Kerusuhan Ilaga Puncak, Massa Bakar Sejumlah Kantor Pemerintahan

Kerusuhan Ilaga di Puncak, Papua Tengah, dipicu protes penyaluran dana desa. Polisi menyiagakan puluhan personel. Ini lokasi yang terdampak.

Yacob Billiocta
Oleh Yacob Billiocta - Reporter
Kerusuhan Ilaga Puncak, Massa Bakar Sejumlah Kantor Pemerintahan
Kerusuhan dan pembakaran kantor pemerintahan di Ilaga Puncak. (Antara)

Kerusuhan Ilaga terjadi di Distrik Ilaga, Kabupaten Puncak, Papua Tengah, Selasa (11/8/2026) malam. Massa membakar sejumlah kantor pemerintahan setelah protes terkait penyaluran dana desa tahap I tahun 2026. Kepolisian Resor Puncak menyiagakan puluhan personel untuk mencegah gangguan keamanan meluas, menurut Antara.

Kepala Polres Puncak Ajun Komisaris Besar Polisi (AKBP) Domingos De F Ximenes menyebut pengamanan difokuskan untuk meredam situasi dan memastikan aktivitas warga tidak terganggu. Personel ditempatkan di titik-titik strategis dan pemantauan situasi terus dilakukan.

"Kami tetap melakukan pengamanan dan pemantauan situasi untuk memastikan kondisi tidak berkembang dan mengganggu keamanan masyarakat,"

kata Kapolres Puncak AKBP Domingos De F Ximenes.

Kronologi Protes Dana Desa Memanas

Sebelum terjadi pembakaran, penyaluran dana desa tahap I tahun 2026 tengah berlangsung di Ilaga. Situasi berangsur memanas saat massa menyampaikan protes terkait penyaluran tersebut.

Pada sekitar pukul 17.40 WIT, sekelompok orang mendatangi Kantor Dinas Pemberdayaan Masyarakat Kampung (PMK). Bupati Puncak Elvis Tabuni kemudian tiba di lokasi untuk menemui massa dan berupaya melakukan komunikasi.

Memasuki sekitar pukul 18.45 WIT, situasi kembali memanas hingga massa melakukan pembakaran terhadap Kantor Dinas PMK. Aksi kemudian meluas dan menyasar sejumlah kantor pemerintahan lainnya.

Kantor Pemerintahan yang Disasar Api

Poin-poin kebakaran tercatat terjadi di beberapa fasilitas pemerintahan di Ilaga. Selain Kantor Dinas PMK, api juga membakar Kantor Bupati, kantor DPRD, Dinas Kependudukan dan Pencatatan Sipil (Disdukcapil), Badan Kesatuan Bangsa dan Politik (Kesbangpol), Dinas Sosial, serta Kantor Bagian Keuangan.

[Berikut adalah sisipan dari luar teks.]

Issue #179, opened 2019-04-15
Win10: vkcube with invalid arguments produces no output (graphics nor console)


mikew-lunarg:
When run from a console prompt, `vkcube -c 250`  does not open a graphics window, and no error text output; it just exits silently (The correct command is `vkcube --c 250`, which does run properly)  

Similarly, `vkcube foo` also exits silently with no graphics.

Satu unit kendaraan roda empat milik Dinas Ketahanan Pangan Kabupaten Puncak yang terparkir di halaman Kantor Bupati turut terbakar dalam kejadian tersebut.

Hingga malam hari, aparat keamanan terus melakukan pemantauan di sekitar lokasi-lokasi terdampak guna mencegah titik api baru dan memastikan tidak ada eskalasi lanjutan.

Penempatan Personel dan Imbauan Pembubaran Massa

AKBP Domingos De F Ximenes menjelaskan personel Satgas Penegakan Hukum Operasi Damai Cartenz (ODC) 2026 bersama jajaran Kepolisian Sektor disiagakan di kawasan perempatan alun-alun, tepat di depan Markas Polsek Ilaga. Sementara personel Satgas ODC ditempatkan di Komando Taktis (Kotis) untuk memperkuat respons cepat.

Selain pengamanan statis, sekitar 40 personel yang dipimpin Kasat Sabhara bersama sejumlah tokoh masyarakat memberikan imbauan kepada massa agar membubarkan diri dan tidak melanjutkan aksi. Pendekatan dialogis tersebut diterapkan guna menjaga situasi tetap terkendali dan mencegah gangguan keamanan berlanjut ke wilayah lain.

Kapolres menyatakan pemantauan situasi tetap berlangsung untuk memastikan keamanan warga dan stabilitas di pusat distrik.

"Saat ini massa secara bertahap mulai meninggalkan lokasi dan situasi keamanan berangsur kondusif,"

ujarnya.

Polres Puncak bersama unsur pengamanan terkait terus memantau perkembangan situasi di wilayah Ilaga untuk memastikan aktivitas masyarakat dapat berlangsung dengan aman.